In this second episode in the series I want to build on the introductory episode and give you a bit more background about where I think this exploration is headed.  

For the past 15 years my colleague, Roger Anunsen and I, ran an educational company called MINDRAMP. The mission of MINDRAMP was to promote what we called “Qualongevity,” the ability to flourish throughout a long and healthy life.  We initially focused on the health of our brains and developed the Behavioral Roots of Brain Health. These are eight key areas that, if addressed in a combinatorial manner, go a long way towards preventing cognitive decline and maintaining mental fitness no matter our age. 

The Behavioral Roots of Brain Health are: Physical exercise, mental stimulation, social engagement, stress management, good diet and nutrition, good sleep habits, good medical care and an enriched environment.  

To stay as fit as possible as we age, we need to tend to each one of the behavioral roots of brain health. They all play a role in activating body/brain connections that, if working properly, make us more resistant to disease and better able to recover from illness and injury. So we live longer and in better health, which is great.  [I’ll review the Behavioral Roots of Brain Health in a bit more detail in an upcoming episode.]

My point for now is that having a healthy body and brain is only part of the equation.  I’ve heard people say, “Health is everything.” But it’s not. It’s possible to be perfectly healthy and perfectly miserable. Health certainly supports happiness but it doesn’t guarantee it. 

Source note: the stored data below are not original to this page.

PR #50, opened 2018-07-12
SF-2548 - Add convention audit log resource

smbecker:


src/sdk/formatting/formatDate.ts
```diff
@@ -106,17 +108,21 @@ const defaultOptions = (options: DateFormatOptions): DateFormatOptions => {
 		options.now = new Date();
 	}
 
-	if (typeof(options.absolute) !== 'boolean') {
-		options.absolute = false;
+	if (typeof(options.allowRelative) !== 'boolean') {
```
rklind: do you have a test that tests that this is set to true when allowRelative is not of type boolean?

src/sdk/formatting/formatDateRange.ts
```diff
@@ -4,10 +4,10 @@ import { formatDate, DateFormatOptions } from './formatDate';
 
 export const formatDateRange = (start: ConvertibleDate, end: ConvertibleDate, options?: RangeFormatOptions & DateFormatOptions): string => {
 	options = options || {};
-	options.absolute = true;
+	options.allowRelative = false;
 
-	if (typeof(options.time) !== 'boolean') {
-		options.time = false;
+	if (typeof(options.displayTime) !== 'boolean') {
+		options.displayTime = false;
```
rklind: is there a test that tests this piece?

smbecker: Sort of since we don't define it in these tests: https://github.com/portalarchitects/skysync-cli/blob/sf-2548/src/sdk/formatting/formatDateRange.test.ts#L12

rklind: ...i guess.... ;)

PR #51, opened 2018-07-16
sf-2333: add support for transfer folders endpoint

rklind:


src/commands/jobs/util.ts
```diff
@@ -263,9 +263,9 @@ export const itemOutputFormat = {
 				if (!val) {
 					return '';
 				}
-				const size = !Boolean(val.source_to_destination)
-					? (val.source && val.source.bytes)
-					: (val.destination && val.destination.bytes);
+				const size = Boolean(val.source_to_destination) && val.destination && val.destination.bytes
+					? (val.destination && val.destination.bytes)
+					: (val.source && val.source.bytes);
```
rklind: does this change make sense or should i create a different output format for folder size? my concern with this logic is that if an item has 0 bytes on the destination, but it's not 0 bytes on the source, you'd see the source size, which may give a false impression of the contents on the destination...if there was a problem with the transfer.

src/commands/jobs/util.ts
```diff
@@ -263,9 +263,9 @@ export const itemOutputFormat = {
 				if (!val) {
 					return '';
 				}
-				const size = !Boolean(val.source_to_destination)
-					? (val.source && val.source.bytes)
-					: (val.destination && val.destination.bytes);
+				const size = Boolean(val.source_to_destination) && val.destination && val.destination.bytes
```
smbecker: I think that this statement should be included within the `Boolean` expression.

src/sdk/resources/transferFolders.ts
```diff
@@ -0,0 +1,17 @@
...
+	}
+	
+	async list(params?: any): Promise<TransferItem[]> {
+		this.resourcePath = `transfers/${params.id}/folders`;
+		delete params.id;
+		return super.list(params);
+	}
+}
+
+// const result = await this.httpClient.get(`transfers/${id}/folders`, this.mergeDefaultParams(params));
```
smbecker: ??

rklind: oops, thanks!

src/commands/jobs/util.ts
rklind: will do!

PR #56, opened 2018-07-25
Move platform comparison into CLI

smbecker:


package.json
```diff
@@ -54,6 +54,7 @@
     "cliff": "^0.1.10",
     "dot-object": "^1.7.0",
     "liftoff": "^2.5.0",
+    "lodash": "^4.17.10",
```
gotvino: Shouldn't package-lock.json be committed also? I still don't get why we even have them in github in the first place nor why they sometimes show up changed after an npm install.

PR #57, opened 2018-08-07
sf-2523 : cli platform comparison updates

recordrn:
Currently implemented ifFeaturePresentNotCompatible function for invalid_characters to make code freeze safely as a minimum requirement. Splitting off the array compare and modal popup. Note, restricted_type is currently unavailable on the platforms endpoint. Rule will be uncommented after defaults are set on the platform connectors.

### DIFF
--- a/src/sdk/models/platformCompare/rules.ts
+++ b/src/sdk/models/platformCompare/rules.ts
@@ -8,7 +8,8 @@ import {
 	ifSizeGreaterThan,
 	checkFeatures,
 	checkPath,
-	availableIfSupported
+	availableIfSupported,
+	ifStringArrayExists
 } from './util';
 
 const comparisonRules: PlatformComparisonRuleGroup[] = [
@@ -49,7 +50,7 @@ const comparisonRules: PlatformComparisonRuleGroup[] = [
 			{
 				id: 'invalid_characters',
 				name: 'Invalid characters',
-				compare: checkPath((left, right) => ifFeaturePresent(left, right, 'invalid_characters'))
+				compare: checkPath((left, right) => ifStringArrayExists(left, right, 'invalid_characters'))
 			},
 			{
 				id: 'max_file_size',
--- a/src/sdk/models/platformCompare/rules.ts
+++ b/src/sdk/models/platformCompare/rules.ts
@@ -80,19 +80,18 @@ const comparisonRules: PlatformComparisonRuleGroup[] = [
 		available: (left, right) => availableIfSupported(left, right, 'features.permissions'),
 		rules: [
 			{
-				id: 'author_preservation',
-				name: 'Author-Owner preservation',
-				compare: checkFeatures((left, right) => ifFeaturePresent(left, right, 'native_copy.ownership'))
-			},
-
-			{
 				id: 'map_accounts',
-				name: 'Map accounts',
+				name: 'Account map',
 				compare: checkFeatures((left, right) => ifFeaturePresent(left, right, 'query_account'))
 			},
 			{
+				id: 'author_preservation',
+				name: 'Author/Owner preservation',
+				compare: checkFeatures((left, right) => ifFeaturePresent(left, right, 'native_copy.ownership'))
+			},
+			{
 				id: 'map_groups',
-				name: 'Map groups',
+				name: 'Group map',
 				compare: checkFeatures((left, right) => ifFeaturePresent(left, right, 'query_group'))
 			},
 			{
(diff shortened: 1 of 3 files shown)


src/sdk/models/platformCompare/rules.ts
```diff
@@ -8,50 +8,118 @@ import {
...
+				name: 'Account map',
+				compare: checkFeatures((left, right) => ifFeaturePresent(left, right, 'query_account'))
 			},
 			{
-				id: 'max_file_size',
-				name: 'Maximum file size',
-				compare: checkFeatures((left, right) => ifSizeGreaterThan(left, right, 'max_size'))
+				id: 'author_preservation',
+				name: 'Author/Owner preservation',
+				compare: checkFeatures((left, right) => ifFeaturePresent(left, right, 'native_copy.ownership'))
```
smbecker: Not the right feature. Should be looking for `audit_trail`.

src/sdk/models/platformCompare/rules.ts
```diff
@@ -8,50 +8,118 @@ import {
...
 			}
 		]
 	},
 	{
-		id: 'lock_propagation',
-		name: 'Lock propagation',
-		available: (left, right) => availableIfSupported(left, right, 'features.checkout'),
+		id: 'metadata',
+		name: 'Metadata',
+		available: (left, right) => availableIfSupported(left, right, 'features.metadata'),
```
smbecker: Tags does not require metadata. I would make this an `OR`

src/sdk/models/platformCompare/util.test.ts
```diff
@@ -0,0 +1,19 @@
+import expect = require('expect.js');
+import {PlatformComparisonRuleStatus} from './types';
+import {
+	ifStringArrayExists
+} from './util';
+
+describe('ifStringArrayExists', () => {
+	it(' is Compatiable', () => {
```
smbecker: Preceding space not necessary.

src/sdk/models/platformCompare/util.ts
```diff
@@ -94,3 +95,30 @@ export const checkPath = (handler: (left: any, right: any) => PlatformComparison
 		return notApplicable();
 	};
 };
+
+export const ifStringArrayExists = (left: any, right: any, key: string): PlatformComparisonRuleResult => {
+	const leftStringArray = left === undefined || left instanceof Array ? left : Array(get(left, key));
+	const rightStringArray = right === undefined || right instanceof Array ? right : Array(get(right, key));
+	if (leftStringArray || rightStringArray) {
+		return {
+			left: leftStringArray || leftStringArray.length !== 0 ? leftStringArray.join(', ') : false,
```
smbecker: Should the CLI be responsible for concatenating the arrays? I would think that would be a UI concern.

src/sdk/models/platformCompare/rules.ts
```diff
@@ -8,50 +8,118 @@ import {
...
+	},
 	{
 		id: 'validation',
 		name: 'Path validation',
+		available: (left, right) => availableIfSupported(left, right, 'path.validation'),
 		rules: [
+			{
+				id: 'invalid_characters',
+				name: 'Invalid characters',
+				compare: checkPath((left, right) => ifFeaturePresentNotCompatible(left, right, 'invalid_characters'))
```
smbecker: Shouldn't this use `ifStringArrayExists`? I assume that is what the function is for and if the two are present but compatible (i.e. invalid characters from source are all considered invalid on destination) then we should show it as such.

recordrn: Yes. The intention is to use isStringArrayExists; however, I was running into an issue loading/implementing the `lodash.difference` function. Thought was to split out that functionality, and implement basic functionality as a stop gap for the code freeze.

src/sdk/models/platformCompare/util.ts
recordrn: fixed. removed `join`

src/sdk/models/platformCompare/util.test.ts
recordrn: fixed. removed leading spaces in `it` description

src/sdk/models/platformCompare/rules.ts
recordrn: fixed. changed to `audit_trail`

src/sdk/models/platformCompare/util.ts
```diff
@@ -101,8 +101,8 @@ export const ifStringArrayExists = (left: any, right: any, key: string): Platfor
 	const rightStringArray = right === undefined || right instanceof Array ? right : Array(get(right, key));
 	if (leftStringArray || rightStringArray) {
 		return {
-			left: leftStringArray || leftStringArray.length !== 0 ? leftStringArray.join(', ') : false,
-			right: rightStringArray || rightStringArray.length !== 0 ? rightStringArray.join(', ') : false,
+			left: leftStringArray || leftStringArray.length !== 0 ? leftStringArray : false,
```
smbecker: This should be an `&&`

recordrn: @smbecker - fixed.

PR #145, opened 2019-05-14
 Adds handling of the shutdown event

### LINKED ISSUE #114: Implement shutdown handling
## Description

When the sdk emits a shutdown event the application should handle it.

## Acceptance criteria
- 

## Tasks
- [ ]

kelsos:
Closes #114

### DIFF
--- a/raiden-dapp/src/services/raiden-service.ts
+++ b/raiden-dapp/src/services/raiden-service.ts
@@ -1,4 +1,4 @@
-import { Raiden, RaidenChannel } from 'raiden';
+import { Raiden, RaidenActionType, RaidenChannel } from 'raiden';
 import { Store } from 'vuex';
 import { RootState } from '@/types';
 import { Web3Provider } from '@/services/web3-provider';
@@ -52,9 +52,18 @@ export default class RaidenService {
         this.store.commit('account', await this.getAccount());
         this.store.commit('balance', await this.getBalance());
 
-        this.subscription = raiden.channels$.subscribe(value => {
-          this.store.commit('updateChannels', value);
+        this.subscription = raiden.events$.subscribe(value => {
+          if (value.type === RaidenActionType.SHUTDOWN) {
+            this.store.commit('reset');
+            this.subscription!.unsubscribe();
+          }
         });
+
+        this.subscription.add(
+          raiden.channels$.subscribe(value => {
+            this.store.commit('updateChannels', value);
+          })
+        );
 
         this.store.commit('network', raiden.network);
       }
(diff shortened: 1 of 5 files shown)


raiden-dapp/src/services/raiden-service.ts
```diff
@@ -52,10 +52,20 @@ export default class RaidenService {
         this.store.commit('account', await this.getAccount());
         this.store.commit('balance', await this.getBalance());
 
-        this.subscription = raiden.channels$.subscribe(value => {
-          this.store.commit('updateChannels', value);
+        this.subscription = raiden.events$.subscribe(value => {
+          if (value.type === RaidenActionType.SHUTDOWN) {
+            this.store.commit('reset');
+            raiden.stop();
```
andrevmatos: No need to `stop` after `RaidenActionType.SHUTDOWN`, as the former is also a shutdown event, and everything that happens after shutdown is ignored

kelsos: That is good to know thank you :)

raiden-dapp/src/services/raiden-service.ts
```diff
@@ -52,10 +52,19 @@ export default class RaidenService {
         this.store.commit('account', await this.getAccount());
         this.store.commit('balance', await this.getBalance());
 
-        this.subscription = raiden.channels$.subscribe(value => {
-          this.store.commit('updateChannels', value);
+        this.subscription = raiden.events$.subscribe(value => {
```
andrevmatos: You shouldn't need to unsubscribe manually, the `events$` stream completes upon shutdown, and therefore all subscriptions are dropped automatically. Also, I think it'd be more elegant to use a filter instead of a if, something like:
```
raiden.events$
  .pipe(filter(value => value.type === RaidenActionType.SHUTDOWN))
  .subscribe(() => this.store.commit('reset'));
```

raiden-dapp/src/services/raiden-service.ts
```diff
@@ -52,10 +52,19 @@ export default class RaidenService {
...
+          if (value.type === RaidenActionType.SHUTDOWN) {
+            this.store.commit('reset');
+            this.subscription!.unsubscribe();
+          }
         });
 
+        this.subscription.add(
```
andrevmatos: `channels$` also complete upon shutdown

raiden-dapp/src/services/raiden-service.ts
kelsos: Ok it makes sense. I will go an remove them and then merge the PR.

PR #164, opened 2019-05-27
Implement new channel deposit design

### LINKED ISSUE #126: Design and implement channel deposit
## Description
Design and implement the channel deposit

## Acceptance criteria
- It's in the channel list
- Should be a window overlay
- Token name should be visible (on top of overlay)
- Needs to have a 'Cancel' and 'Confirm' button

## Tasks
- [x] Design
- [x] Implementation

kelsos:
- Removes Deposit dialog
- Replaces Deposit dialog with inline component
- Changes layout for Amount input and makes it work on both light/dark background 

Closes #126


kelsos:
Yes, probably the dark one is not needed since it is already applied to the whole app. I will remove it and see if that works or breaks something. If it doesn't break anything I will push a fix on top and merge.

kelsos:
@andrevmatos I also named my classes light and dark and my custom property light in the ChannelDeposit.vue component. Do you think that this is confusing? or overlapping somehow with vuetify's own properties?

PR #170, opened 2019-06-04
Matrix room create, invite, be invited, leave, clean, send, receive messages

### LINKED ISSUE #91: I want to be able to check, if a specific node receives a message (incl room creation)
## User Story

As Chris, I want to be able to check, if a specific node receives a message so that I can decide, if I want to send a payment or not.

## Acceptance criteria
- A private matrix room has been created for the channel
- I am able to send a valid message (can be hardcoded)
- I receive a delivered message
- Feature does not need to be designed. It's purpose is to have a first spike solution for the sending and receiving messages.
- No API

## Tasks
- [x] Create private matrix room with partners
- [x] Send a message
- [x] Ensure, that a single room is created (Concurrency issue)
- [x] Receive a message
- [ ] Add tests

andrevmatos:
- [x] `matrix.startClient` is called lazily, to give time for callback hooks to be in place
- [x] When sendMessage to an address we don't know how to talk, create a private room and invite them
- [x] Even if user is offline or roam of server, they can be re-invited to this room
- [x] If it happens they invite us instead, join and start talking on their room
- [x] If there's more than 3 rooms for a user, leave the >3 ones
- [x] Leave/cleanup rooms we don't know about (global/discovery, peers)
- [x] Clean a room if somehow we're kicked out of it
- [x] Send message: when required to send a message, wait for a valid user presence for address, a room to be created for them, they joining and being online, and only then send (once, for now)
- [x] On any relevant room (with users of interest, which we started monitoring), listen for messages and output actions for them
- [x] If we receive a message for an user on a room is not our first option, it means they want to talk on that room, so put it in front of the queue and start sending messages on it
- [ ] ~Wrap JSON messages and `message_id`s~ (on next PR)
- [ ] ~Retry JSON messages until some condition, e.g. `Delivered`~ (on next PR)
- [x] Tests

Fix #91

### DIFF
--- a/raiden/src/store/epics/matrix.ts
+++ b/raiden/src/store/epics/matrix.ts
@@ -1,22 +1,28 @@
 import { ofType } from 'redux-observable';
-import { Observable, from, of, EMPTY, fromEvent } from 'rxjs';
+import { Observable, combineLatest, from, of, EMPTY, fromEvent, timer, ReplaySubject } from 'rxjs';
 import {
   catchError,
+  concatMap,
+  distinctUntilChanged,
   filter,
+  groupBy,
   ignoreElements,
   map,
   mergeMap,
+  multicast,
   withLatestFrom,
   scan,
   startWith,
   switchMap,
+  take,
+  takeUntil,
   tap,
   toArray,
 } from 'rxjs/operators';
-import { minBy } from 'lodash';
+import { get, find, minBy } from 'lodash';
 
 import { getAddress, verifyMessage } from 'ethers/utils';
-import { MatrixEvent, User } from 'matrix-js-sdk';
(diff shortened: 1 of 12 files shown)


raiden/src/store/epics/matrix.ts
```diff
@@ -263,3 +305,416 @@ export const matrixPresenceUpdateEpic = (
...
+          if (!member) return from(matrix.invite(roomId, action.userId));
+        }
+      }
+      return EMPTY;
+    }),
+    ignoreElements(),
+  );
+
+/**
+ * Handle invites sent to us and accepts them iff sent by a monitored user
```
kelsos: nitpick: iff/if

andrevmatos: @kelsos `iff` is an abbreviation for `if and only if`, more commonly used on math, but also valid on algorithms context, like this one

Issue #143, opened 2019-05-14
Architecture of token transfers in sdk


christianbrb:
## Description

Before starting to implement the token transfers we should design the architecture

## Acceptance criteria
- Not mediating transfers
- No refunds off-chain
- Description how to create a balance proof
- Describe how to populate the pending locks merkle tree
- Description how a balance proof is signed
- The data model is modeled
- When and how to expire a lock
- Christian, Kelsos, and Stefan understand it
- Documentation is improved to enable other projects to develop a Raiden client
- Presented to core devs
- Just focus on the v0.4 contracts (Red Eyes)

## Tasks
- [x] Reading smart contracts specification v0.4 (@christianbrb and @kelsos)
- [ ] Update the Raiden specification @kelsos @Dominik1999 @christianbrb 
    - [x] How do we interact on it? Google Docs or PR?
- [ ] Create a data model @andrevmatos 
    - [ ] Channel state data model @andrevmatos 
    - [ ] How the state data is getting updated @andrevmatos 
- [ ] Write down the state and actions (state changes) @andrevmatos  

## Additional information
- [Raiden Messages Specification](https://raiden-network-specification.readthedocs.io/en/latest/messaging.html)
- ~~[Description of the Raiden State Machines](https://raiden-network.readthedocs.io/en/latest/state_machines.html)~~ outdated
- [Raiden Smart Contracts Specification](https://raiden-network-specification.readthedocs.io/en/latest/smart_contracts.html)
- [Raiden developer onboarding guide](https://raiden-network.readthedocs.io/en/latest/onboarding.html)
- [Raiden transfer directory](https://github.com/raiden-network/raiden/tree/master/raiden/transfer)
- [Picture regarding the message flow from the light client kick-off workshop](https://user-images.githubusercontent.com/35398162/58076303-29f3a180-7baa-11e9-9f30-3bda0336c960.png)

### 1. Send a Locked Transfer

[Data Structure](https://raiden-network-specification.readthedocs.io/en/latest/messaging.html#id3)
- [ ] What needs to be done to prepare the data?

["Invariant"](https://raiden-network-specification.readthedocs.io/en/latest/messaging.html#id2)
- [ ] Remove what is not needed, if we don't mediate a message

[Python Code](https://github.com/raiden-network/raiden/blob/38971b372dafb3205cbd3df8cfc3306922a55eac/raiden/messages.py#L1124)
- [ ] Document Methods

### 2. Receive a Secret Request

[...]

PR #171, opened 2019-06-05
Transfers data model

andrevmatos:
- [x] Messages codecs
- [x] Transfers/channel state stored data codecs
- [ ] ~~Actions/state changes~~ (to be done as #180)

Part of #143


andrevmatos:
Let's push a partial messages implentation, as they're not yet used, and get the refactors out before. The changes implemented in this PR are alreayd out of scope, and increasing, so we can merge as is and continue on next PRs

And then, what about people who struggle with their health. Are they barred from happiness. No, of course not. People with health problems or injuries can still lead productive and happy lives. So, brain health and mental sharpness are two different projects. Two sides of the same coin. In this series of podcasts I’m focusing on the mental management side of the coin.

Happiness, fulfillment, flourishing are states of mind. So the key to aging well is to figure out how to escape from mindsets that cause us pain and to cultivate mental states that bring us happiness, meaning and fulfillment and love. 

By the way, I’m using the words happiness and flourishing as a catch-all terms. They represent a wide range of affects and emotions that make us feel good rather than bad. 

I’ve been pondering  this question of how to flourish as we age for a number of years now.  I’ve been looking at ancient wisdom systems, like Buddhist psychology, shamanism and mysticism and also at modern approaches to managing our minds, including positive psychology, neurobiology, pharmacology, artificial intelligence and even quantum physics.  

I’m beginning to see commonalities at the core of all these disparate systems and I’ll use these common threads as entry points for my explorations.  

One conceptual framework that has been hugely helpful for me is the hemisphere hypothesis proposed by British scholar Iain McGilchrist. I’ve always assumed of our mind works as a unified system, a single entity. But then its rather mystifying that our single mind could produce such disparate types of thoughts and behaviors. We are both devils and angels at the same time. How can this be. Well the simple explanation is that don’t have a single mind we have multiple minds, or at very least, two distinct minds. 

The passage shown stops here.